Of course, there are design decisions that you will make as you implement this, and different people will do things somewhat differently. That’s perfectly OK, and in fact I would expect that. That’s not what I’m talking about here. If you’re uncertain what I mean in this all, please just send me email.
Delivery
Use the handout ASanswers.scm – the same one from part 1. Don’t change the name and if you modify the functions I wrote you do it at your own risk. You can add whatever you want to it. You should add, at the minimum, the following three procedures:
1. (min-cost-naive data) where data is a list of lists of keys and weights (see above). The function should evaluate to a number – the cost of the minimum tree, using the na¨ıve recursive algorithm.
2. (min-cost data) where data is a list of lists of keys and weights (see above). The function should evaluate to a number – the cost of the minimum tree, using the DP algorithm.

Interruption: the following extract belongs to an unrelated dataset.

PR #21522, opened 2021-11-18
[botan] pass -fPIC for static libraries

### LINKED ISSUE #21461: botan2 build static botan-2.a with enable -fPIC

3. (build-min-tree data) that evaluates to the actual BST that gives the minimum cost. Notice that if you do it right, you don’t have to repeat question 2, but use what you already have.
Theoretical questions
Submit the answers to these questions in a separate single file on gradescope, similar to HW3.
1. Write a short essay (1-2 paragraphs) about your design choices - how many tables did you use? the difficulties you ran into and how you found the assignment in general.
2. Time your na¨ıve function and DP function. You can use the timed function from HW3 by copying the following code:
(#%require (only racket/base current-milliseconds))
(define (runtime) (current-milliseconds))
(define (timed f . args)
(let ((init (runtime)))
(let ((v (apply f args)))
(display (list ’time: (- (runtime) init))) (newline)
v)))
Try the keys-medium.dat and keys-large.dat examples, available from the course webpage. What is the run time in both cases for the na¨ıve and DP? The DP implementation should be much faster. If not, you are doing it wrong.
3. Time your tree construction function (third task) for keys-large.dat . It should be about the same order of magnitude as your DP implementation - that is, very little time. If it takes much more time, you’re doing it wrong.
4. Draw the tree resulting from the set of keys in the medium test case named keys-medium.dat . For this purpose you need to translate the printed tree from scheme into a drawable binary search tree. You may have to experiment with a few smaller examples.